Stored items
PR #1503, opened 2026-07-08
Prompt cache: don't reuse a slid windowed cache as a keyed prefix

T0mSIlver:
Part 2 of 2 addressing #1494. **Stacks on #1502** — until that merges this PR shows both commits; review the second commit ("Don't reuse a slid windowed cache as a keyed prefix"), or merge #1502 first and GitHub will narrow this to the delta.

#1502's trim-count guard is necessary but not sufficient. Even when every layer trims the *full* requested amount, a `ChunkedKVCache` whose window has slid (`start_position > 0`) can still be wrong to reuse: if the shared prefix `P` lands inside the retained window but behind the current attention-chunk boundary, the trimmed window `[start_position, P)` is missing the leading in-chunk tokens `[0, start_position)` that a fresh prefill of `P` tokens would attend to (llama4 builds its chunk mask from `start = cache[0].start_position`). The trim count matches, so #1502 alone would reuse it and emit silently wrong output.

This PR refuses the trim-based longer-branch reuse when any layer reports `start_position > 0` (new `_cache_window_has_slid`), falling back to a shorter hit or recompute.

### Why a fetch-scoped guard and not `ChunkedKVCache.is_trimmable()`
Making `is_trimmable()` return `start_position == 0` looks simpler but is unsafe: `is_trimmable`/`trim` are also on the speculative-decoding rewind path (`generate.py` `_rewind_cache`), which checks trimmability once at startup and then calls `trim_prompt_cache` on every draft rejection **ignoring the return value**. Once a llama4 chunked window slides mid-generation, a global `is_trimmable() -> False` would make those rewinds silently trim nothing and leave rejected KV resident — corrupting output in exactly the model family this is meant to protect. A slid chunked cache *can* still do the small suffix rewinds spec decoding needs; only arbitrary-prefix reuse is unsafe. Keeping the guard inside `fetch_nearest_cache` leaves the global trim/rewind contract untouched. (This also relates to #1437, which moves `RotatingKVCache` in the trimmable-after-wrap direction; a rotating ring keeps its logical prefix recoverable, a slid chunked window does not.)

### Tests
Added to `TestPromptCacheReuseContract`:
- an end-to-end slid `ChunkedKVCache` where the prefix is behind the chunk boundary and the trim fully succeeds — must recompute;
- a structural case (a fake slid cache) that passes the trim-count guard but is refused.

### Known follow-up (not in this PR)
`insert_cache` still evicts shorter prefix entries when a slid cache is inserted (it passes `can_trim_prompt_cache`), so fetch then recomputes where a shorter entry could have helped. Correctness is unaffected; this is a reuse-efficiency improvement for a later change.

### DIFF
--- a/mlx_lm/models/cache.py
+++ b/mlx_lm/models/cache.py
@@ -104,11 +104,13 @@ def trim_prompt_cache(cache: List[Any], num_tokens: int) -> List[Any]:
         num_tokens (int): The number of tokens to trim.
 
     Returns:
-        (int): The number of tokens that were trimmed.
+        (int): The number of tokens that were trimmed from every layer. If
+        this is less than ``num_tokens`` the trim was incomplete and the cache
+        should not be reused as an exact prefix.
     """
     if not can_trim_prompt_cache(cache) or len(cache) == 0:
         return 0
-    return [c.trim(num_tokens) for c in cache][0]
+    return min(c.trim(num_tokens) for c in cache)
 
 
 def create_attention_mask(
@@ -213,6 +215,9 @@ class ConcatenateKVCache(_BaseCache):
 
     def trim(self, n):
         n = min(self.offset, n)
+        if n > 0 and self.keys is not None:
+            self.keys = self.keys[..., : self.offset - n, :]
+            self.values = self.values[..., : self.offset - n, :]
         self.offset -= n
         return n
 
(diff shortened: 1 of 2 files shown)


zcbenz:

Work instructions
The answer consists only of the lines from the one containing "-213,6 +215,9 @@" to the end of the records, each written out exactly.

Written solution
@@ -213,6 +215,9 @@ class ConcatenateKVCache(_BaseCache):
 
     def trim(self, n):
         n = min(self.offset, n)
+        if n > 0 and self.keys is not None:
+            self.keys = self.keys[..., : self.offset - n, :]
+            self.values = self.values[..., : self.offset - n, :]
         self.offset -= n
         return n
 
(diff shortened: 1 of 2 files shown)


zcbenz:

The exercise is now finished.